Recently decoded portions of a diary and notebook kept by Confederate Lt. James M. Malbone, show that the officer was inclined to record gossip along with his officials duties. Most of his diary, which includes entries for 1863 and 1864, are about official business, like casualties and expenditures. However his self-created code placed throughout the book includes information about the illicit activities of fellow soldiers.
The AP reports that,
Sprinkled amid entries on camp recipes and casualties are encrypted passages in which Malbone dishes on such juicy topics as a fellow soldier who got caught in bed with another man’s wife.
You can read a transcript of the diary and view his homemade code by visiting the New York State Military Museum website where they have pdf copies of the diary and the transcription of the entries. They also provide this link to a photograph of Malbone.
Malbone was wounded in battle and the diary appears to be written after he was assigned a ‘desk job.’
Besides the gossip that the news article refer to the diary has quite a bit of interesting information in it.
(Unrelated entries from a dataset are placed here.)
Issue #1713, opened 2018-08-30
fromdate output may be off by an hour


muhmuhten:
**Describe the bug**
When DST applies to the input time, the return value of `fromtime` is an hour later than expected.

**To Reproduce**
`TZ=America/New_York jq -n '"2018-08-31T00:00:00Z"|fromdate|todate'`

**Expected behavior**
The above should output `"2018-08-31T00:00:00Z"`, not `"2018-08-31T01:00:00Z"`.
`fromdate|todate` and `todate|fromdate` should probably be idempotent.

**Environment (please complete the following information):**
 - macOS 10.11
 - jq 1.6rc2
 - bug not present in jq 1.5

**Additional context**
Swapping out `my_mktime` for `my_timegm` seems to fix the problem, but I'm not sure about the implications.

```diff
diff --git a/src/builtin.c b/src/builtin.c
index cc8a36e..db0f636 100644
--- a/src/builtin.c
+++ b/src/builtin.c
@@ -1415,7 +1415,7 @@ static jv f_mktime(jq_state *jq, jv a) {
   struct tm tm;
   if (!jv2tm(a, &tm))
     return jv_invalid_with_msg(jv_string("mktime requires parsed datetime inputs"));
-  time_t t = my_mktime(&tm);
+  time_t t = my_timegm(&tm);
   if (t == (time_t)-1)
     return jv_invalid_with_msg(jv_string("invalid gmtime representation"));
   if (t == (time_t)-2)
```

PR #1800, opened 2019-01-30
Unify timegm fallbacks into my_mktime

muhmuhten:
my_timegm was introduced in 1900c7 to add a mktime fallback used in
4a6241, the subsequently removed in c53823. As a result of this code
shuffling, the jq mktime function (f_mktime) wound up using a fallback
even on systems where timegm is available, with incorrect results in
some time zones with DST, e.g.

% TZ=America/New_York jq -n '"2018-08-31T00:00:00Z"|fromdate|todate'
"2018-08-31T01:00:00Z"

This undoes 1900c7 and moves the workaround it added into the #else of
my_mktime.

The original changes were made by @nicowilliams, so it would be nice if you could look over these to make sure they make sense.

### DIFF
--- a/src/builtin.c
+++ b/src/builtin.c
@@ -1225,10 +1225,21 @@ static int setenv(const char *var, const char *val, int ovr)
  *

The entries include comments about guerrillas fighting the CSA, some of the casualties of war (including a boy who everyone thought was out of harm’s way, but was struck by a stray bullet and killed), and even a fairly long description of a group of inhabitants on ‘blue ridge,’ that Malbone does not describe in a very flattering manner (Oct. 19-20, 1863 entry).
Although the diary is 325-pages long, since it is a transcription, each page is relatively short, and since it has been saved as a pdf, it can be downloaded to your machine and read at your leisure.